# Aquaauction



## Roy Deki (Apr 7, 2004)

Does anyone know any thing about www.aquaauctions.com? Seems like a good substitute for Aquabid.


----------



## JanS (Apr 14, 2004)

I checked it out, and I do see some of the old sellers there, but there's also a lot missing. I suppose it's because it's so new.
I need some heat packs, but there is no category for shipping supplies - at least yet.


----------



## turbomkt (Mar 31, 2004)

JanS said:


> I checked it out, and I do see some of the old sellers there, but there's also a lot missing. I suppose it's because it's so new.
> I need some heat packs, but there is no category for shipping supplies - at least yet.

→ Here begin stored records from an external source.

Issue #13264, opened 2023-04-13
Add JSON files to the project


b21oscpe:
Files such as the json-file found in #13213 and the like should be added to the project so that they can be referenced when we load in a diagram through the dropdown menu.

Add the available files, (at the time of writing this issue: UML, IE), to the project at a suitable place

Files can be found in their respective issue

Issue #13212, opened 2023-04-12
Create mock-up diagram: ER


b21oscpe:
This issue is related to #13204 

NOTE: This issue regards creating an ER model.

We want to be able to load a mock-up of a selected modeling language from a dropdown menu.

The purpose of this is to showcase the elements included in the modeling language as well as simplify development testing.

Instructions:

1. Create an example model in diagram.php with the modeling tools available. Make sure to use as many tools as possible to showcase all functionality. (You are allowed to look at models online for reference but keep in mind that these may have copyright so copying is not allowed.)
2. Export the model through **Options -> Export**.
3. Leave the output as a comment to this issue.

The exported file/diagram will be used as "value" for the dropdown later.

c21theti:
[ERdiagramexample.zip](https://github.com/HGustavs/LenaSYS/files/11232486/ERdiagramexample.zip)
![image](https://user-images.githubusercontent.com/102578329/232037525-2ce79fd7-beec-49ef-b351-67da6986ba26.png)
Diagram is finished and contains all elements included for ER diagram

c21theti:
![image](https://user-images.githubusercontent.com/102578329/232039495-c3c40511-8fd2-47fd-a29e-8492fb9d27d1.png)
[exampleERdiagram.zip](https://github.com/HGustavs/LenaSYS/files/11232599/exampleERdiagram.zip)
ER mock-up diagram is finished with all ER elements included

PR #13284, opened 2023-04-14
 Add JSON files to the project #13264 

a21aldsa:
Uploaded a couple JSON files holding diagrams to the server. Created a function called loadMockupDiagram which takes the parameter to determine the type of mockup that should be loaded, IE or UML (when future mockups are created, they can be easily added). And then fetches this file from the server, and calls loadDiagram with that json file as parameter.


b21matfi (approved):
checked by calling the function  loadMockupDiagram with parameters 0 and 1, it loaded different diagrams.

b21oscpe:
Putting this merge on hold as we discuss the posibilities of the files being stored on the server instead

a21nibah:
This is an elegant solution. 2 things. Please restructure your parameters so it is not dependent on numbers but rather are more clear. The er type is missing.

a21nibah:
actually now that i think about it  I believe it would be better if you just had the path as a parameter to make this reusable and then you can specify the path you want instead

a21aldsa:
> This is an elegant solution. 2 things. Please restructure your parameters so it is not dependent on numbers but rather are more clear. The er type is missing.

The er type is missing since the issue for creating the ER json is not completed, #13212.

a21aldsa:
> actually now that i think about it I believe it would be better if you just had the path as a parameter to make this reusable and then you can specify the path you want instead

I will implement this

a21aldsa:
> actually now that i think about it I believe it would be better if you just had the path as a parameter to make this reusable and then you can specify the path you want instead

I have now implemented this feedback. The function now wants a path to a json file as parameter, if the parameter is faulty the .catch of the fetch will catch this.

b21matfi (approved):
testing with loadMockupDiagram("JSON/UMLDiagramMockup.json") works but merge is still going to be put on hold untill all the files are done

a21aldsa:
> testing with loadMockupDiagram("JSON/UMLDiagramMockup.json") works but merge is still going to be put on hold untill all the files are done

The ER diagram just got completed, in issue #13212 I have added it. Note that #13212 is untested so if that test comes back negative this commit will have to be reverted. I do not recommend merging just yet.

b21oscpe:
I would suggest you test to see if the JSON file provided in #13212 is loadable and if it is we can merge

b21matfi:
im going to test it today

b21matfi:
can you make another request so that i can approve or comment?

a21aldsa:
> I would suggest you test to see if the JSON file provided in #13212 is loadable and if it is we can merge

It loads just fine, although it is worth noting that the ER diagram and the IE are way off center.

a21aldsa:
The ER diagram in #13212 has been updated, I will make a new commit for this new, updated, file.

b21matfi:
a21aldsa do you want me to wait with the testing until you are done?

a21aldsa:
> a21aldsa do you want me to wait with the testing until you are done?

It has now been updated to the new ER model.

b21matfi (approved):
All of them are loadable, Works good. Nice Work. Uses the file path as intended

PR #13295, opened 2023-04-14
Check if emojis works in a markdown file. 

b21leowa:
Go to this page and create a markdown file by adding a dummy file and add .md in the end of the file.

The try to do emojis by typing the following:  :D  :) ;) :( :'( :P :/ :o <3 (Y) (N)

It should look like something like this: 

image

### DIFF
--- a/Shared/markdown.js
+++ b/Shared/markdown.js
@@ -431,17 +431,17 @@ function markdownBlock(inString)
 
     //Markdown smileys
     //Supported: :D :) ;) :( :'( :P :/ :o <3 (Y) (N)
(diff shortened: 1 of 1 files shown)


d21emijo (commented):
# with changes it works as below
With theese changes you dont need a whitespace to create a smily, will this be an issue that one will create unintentional smilys?
image

# current way smilys work below
in the example below is how its currently works where you need a whitespace before and after to create a smily
image

a21rammo:
Looks good, if there is no issues with merging you can click the Merge PR button @d21emijo

c21sebar:
We keep the current emoji support with whitespaces before ":D" to not cause issues in text while write for example "1<3" .

Issue #13203, opened 2023-04-12
Cardinalities need improvement in darkmode


c21adano:
Cardinalities currently has a white box around them in darkmode while also being black numbers.
![cardinalitiydarkmode](https://user-images.githubusercontent.com/102599332/231420915-c22bc354-c154-41ce-adf2-22ae5598c917.PNG)

We want them to be white numbers without a black background.

PR #13297, opened 2023-04-14
G1 2023 v2 #13203 cardinalities in dark-mode

b21eriho:
Cardinality labels on lines are now white on a black background in darkmode as they should instead of black on white background like in lightmode.


b21matfi (approved):
Looks good, dark back ground and white text in darkmode and the other way around in light mode

Issue #13691, opened 2023-05-03
Continue work with recursive state-arrows


b21eriho:
Continue work on and fix the last issues with #13526 including system-break when box-selecting and arrow placement

PR #13762, opened 2023-05-04
Continue work with recursive state-arrows #13691

b21willu:
Fixed positions for the recursive line and fixed the problem with box selection. 
To add recursive relation, draw the line from an SD element and release outside the element and it should attach itself to the same element.


b21willu:
https://github.com/HGustavs/LenaSYS/issues/13691

b21oscpe (approved):
Looks good! Works as intended, however I would imagine that the selection for a line should cover the entire line (The purple box should go around the entire recursion and the X should be in the top right.)

This could be a future issue
321108222fb9ab424115ea8b43c55163

PR #13763, opened 2023-05-04
 fixed the output of diagram.js for state line labels. 

a21nibah:
fixed so that the output now looks better and unlabled lines are printed as unlabeled. Also the strange changes that were there yesterday are no longer there.


b21oscpe (approved):
Output works as described
54bc1d23671abe724b070e6f5b2b80ff

PR #13766, opened 2023-05-04
Clean function "setCursorStyles"

b21eddka:
Removed all instances of cursorStyle/setCursorStyles and replaced it with containerStyle/setContainerStyle.


b21matfi (approved):
Great Job!

PR #13767, opened 2023-05-04
Changed resetDiagram() to load in empty diagram

b21oscpe:
It is now possible to reset the diagram from the reset-button aswell as the "Empty board"-option in the dropdown. There is a lot of outcommented code in resetDiagram() and arguably it serves no purpose anymore as it just calls another function.

The state machine value outputs correctly in both cases after a reset.
e73900f284e6acffde9bab27249bd3ce


b21matfi (approved):
Great job! you can reset the diagram by using the reset button.

Issue #13737, opened 2023-05-04
Black UML initial and final states hard to see in darkmode


b21eriho:
Note: to be done after #13688 to avoid merge conflicts

If the uml initial and final states are colored black they become very had to see in darkmode. This needs to be resolved, perhaps using a white outline or in some other way.

PR #13772, opened 2023-05-04
G1 2023 v5 #13737

b21matfi:
I changed so that the states are white in darkmode and white in dark mode


a21aldsa (changes requested):
When in darkmode; this overrides the colors set by the user. I have added two screenshots of the same elements in light and darkmode.

image

image

b21matfi:
Fixed the issue where the white overrites the chosen color. You can not change to black in darkmode because the solution checks the  #color. Talked with the issue leader and that will be a issue in the future.

a21aldsa (approved):
The issues I would point out are set to become issues of their own, based on the comments in this PR. So, with that in mind, I consider this PR approved. Good job.

Issue #13684, opened 2023-05-03
Create the functionality for sequence lifeline


b21eriho:
Using the button "sequence lifeline" (actor icon) should create an entity that consists of an actor icon with a dashed line extending below it according the notation in #13535. The line length should be changeable.

PR #13773, opened 2023-05-04
 Create the functionality for sequence lifeline #13684 

a21aldsa:
Created a new svg for actor and its lifeline. Also created vertical resizing via reuse of existing code for nodes and horizontal resize.


b21oscpe (changes requested):
After placing a lifetime it's not possible to stretch it vertically or horizontally even if it's selected, you must first select the selection tool.
861c5a1a46bd467de8b36f994c4a3b71

Furthermore, in my personal opinion it is important to seperate the SVGs for Actor and Lifetime to support toggling between Actor/Object, for example within the options-pane. (I have not checked if they are seperate SVG's, just thought i should mention.)

a21aldsa:
> After placing a lifetime it's not possible to stretch it vertically or horizontally even if it's selected, you must first select the selection tool. 861c5a1a46bd467de8b36f994c4a3b71
> 
> Furthermore, in my personal opinion it is important to seperate the SVGs for Actor and Lifetime to support toggling between Actor/Object, for example within the options-pane. (I have not checked if they are seperate SVG's, just thought i should mention.)


I'm not sure what you mean by "separate", theyre separate paths, but they are not in separate svg tags, is this what you mean? Based on the issue I believed the actor and its lifeline should spawn together and move together and that sequence objects would be implemented later with their own lifeline. 

And the resizing nodes not being visible on selection is a general design choice for all elements; not something i added. I think @b21eriho should decide if this needs to be changed and if so, I believe this to be a separate issue since it affects all elements.

b21oscpe:
The idea of a toggled actor to reduce the amount of buttons is something I've discussed with @HGustavs

a21aldsa:
> What I meant is that it should be possible to toggle the Actor on/off to represent either an object or actor for the purpose of future development. I do realise that it is not part of this issue although I would like to know that this implementation supports that idea

Technically not right now but it would not be hard to implement, just group the actor body and its head, since these are separate from the actual lifeline and then create the svg for the object in another group. Then using JS you can have one of these set to not be visible and toggle that back and forth. The resizing should work just fine, as far as I can see.

a21aldsa:
You might have to rename the element though since its currently just called sequenceActor and might also have to fiddle with the height of it since sequence objects are wider than they are long

b21eriho:
If the issue that is causing this to be under "changes requested" is simply that the selection tool is needed to rescale the entity then that can be ignored as it is not an issue introduced in this issue. If there are other concerns please elaborate om them @b21oscpe

b21oscpe (approved):
Nope, in that case it looks good, it was mainly the resizing thing, the actor/object thing was mainly just to make sure

Issue #13688, opened 2023-05-03
Better "default-color" for inital-state and final-state.


b21phiro:
![bild](https://user-images.githubusercontent.com/45258330/235897913-da2570c0-0d93-476c-9ec5-adad5abe78df.png)

This blue is nice but should not be as default. Make the default color into a color that can be picked using the options screen.

b21phiro:
Change the color to one of the defaults that exist as option. If you feel like it, you can add colors. Just make sure the default colors are selectable.

PR #13775, opened 2023-05-04
Added blue color to option bar and changed initial state and final state to black color.  #13688

c21theti:


a21aldsa (approved):
Personally, I am not huge on the pure blue being selectable in the options panel. I feel like this color makes all text just harder to read, no matter the text color and also looks fairly outdated. 

With that said, the issue is definitely resolved since the states are no longer blue. Good job.

PR #13777, opened 2023-05-04
G2 2023 v5 issue#13768 Updated API test

c21alest:
After discussion with @a21jeaha, @d21erisu and @a19hakja some changes was needed to API.

* Updated assertEqual() test to compare expected-output from JSON to the actual output from callService() test.
* Added filter option to exclude JSON output from callService, used in assertEqual() (assertEqual() is not test 3)
* Fixed pretty print mode

### DIFF
--- a/Shared/test.php
+++ b/Shared/test.php
@@ -15,7 +15,7 @@ $testData = array(
         'username' => 'usr',
         'password' => 'pass',
     )),
-    'filter-output' => serialize(array( // Filter what output to use in assert test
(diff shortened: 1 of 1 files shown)


b21kurar:
Tested for NEW and UPDATE in `courseedservice.php` and the test works as intended.

However when modifying `filter-output` by removing `'motd'` it will not pass the test, this is because it will still compare for both `'debug'` and `'motd'`
image

b21kurar (approved):
After testing `courseedservice.php` with both NEW and UPDATE I approve this PR.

What kind of prices for heatpacks were you getting on aquabid? The one time I needed them I went to the sporting goods store and got a couple there.


----------



## Markus13 (Jan 16, 2005)

Apparently the site was only launched a week ago... although according to an article there they have been planning this for over a year,

INFO

there is a shipping section, but there is nothing listed yet.

SHIPPING

on top of the auctions here, it is great there finally is an option out there apart from Aquabid.


----------



## gnatster (Mar 6, 2004)

Don't forget the Classified here at APC too....

You can do fixed price or Auctions

Also has a Wanted To Buy section


----------



## StrungOut (Nov 8, 2004)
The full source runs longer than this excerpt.